Существует два способа подключения. Первый состоит в указании учётных данных облачного пользователя непосредственно на контроллере (вкладка Cloud Access).
Если у вас ещё нет требуемой учётной записи, её можно создать за пару минут.
Второй способ состоит в добавлении контроллера непосредственно из личного кабинета облачного пользователя — требуется лишь указать ключ устройства (естественно, поддержка доступа из облака должна быть активирована на вкладке Cloud Access). Ключ устройства размещён на наклейке на нижней панели корпуса контроллера.
Вне зависимости от выбранного способа подключения контроллера OC200 к облачной службе информация об устройстве будет доступна в личном кабинете администратора на нашем сайте.
Теперь для удалённого управления беспроводной сетью требуется лишь подключиться с помощью мобильного приложения или любого современного браузера к нашему сайту, войти в личный кабинет — и можно приступать к управлению.
К аккаунту одного облачного пользователя можно подключить несколько контроллеров, что позволит управлять беспроводными сетями разных подразделений или разных компаний из единого места.
Также стоит отметить наличие возможности удалённого управления контроллером несколькими пользователями с различными правами доступа, требуется лишь добавить их на устройство с указанием роли каждой учётной записи.
Удалённое управление контроллером с использованием облачного сервиса возможно не только с помощью веб-браузера, но и с помощью мобильного приложения TP-Link Omada.
Ассоциация нового беспроводного контроллера OC200 с облачным пользователем с помощью мобильного приложения проходит ещё быстрее и проще: достаточно лишь просканировать QR-код, расположенный на наклейке на корпусе контроллера.
Заключение
Итак, вот что у нас в сухом остатке:
- Централизованное управление беспроводной сетью: 100 точек доступа (рекомендовано до 50), поддержка удалённых площадок, выполнение операций по обслуживанию одним кликом, облачный сервис и мобильное приложение, автоматическое создание резервных копий.
- Расширенные функции беспроводной сети: MU-MIMO, переключение между частотными диапазонами, формирование луча, балансировка нагрузки и возможность ограничения доступной полосы пропускания, беспроводные скорости до 1900 Мбит/с, mesh-сети, роуминг, проверка актуальности ПО и автоматическое обновление.

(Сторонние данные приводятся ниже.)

PR #2189, opened 2022-08-05
get arch from lscpu output for livepatch

orndorffgrant:
## Test Steps

On your system or a test system:
- `env PYTHONPATH=1 python3`
- `from uaclient import system`
- `system.get_lscpu_arch()`

## Desired commit type

## Checklist

### DIFF
--- a/uaclient/messages.py
+++ b/uaclient/messages.py
@@ -926,3 +926,8 @@ KERNEL_VERSION_SPLIT_ERROR = FormattedNamedMessage(
     name="kernel-version-split-error",
     msg="Failed to split kernel version: {version}",
 )
+
+LSCPU_ARCH_PARSE_ERROR = NamedMessage(
+    name="lscpu-arch-parse-error",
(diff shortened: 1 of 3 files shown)


renanrodrigo (approved):
I mean the changeset looks good to me but there is an abstract question that bugged me when reading context.* **

Why would livepatch pick the architecture from `lscpu`? As far as I understand, Livepatch uses this information to check compatibility with the Kernel. `lscpu` is reporting the processor architecture, while `uname` is reporting the architecture the kernel was compiled for...

Shouldn't livepatch use `uname` to determine the arch?

* Maybe I'm just dumb and this does not make sense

- Опции обеспечения стабильности и безопасности: captive-портал, списки доступа, поддержка нескольких SSID и VLAN, дополнительная аутентификация, выполнение действий по расписанию, поддержка различных топологий.
- Аппаратная платформа: производительный чипсет, профессиональные антенны, поддержка PoE, напольное/настольное/настенное/внешнее размещение точек доступа, различные режимы работы устройств и приемлемая цена чуть ниже аналогов (~7 тыс. руб.).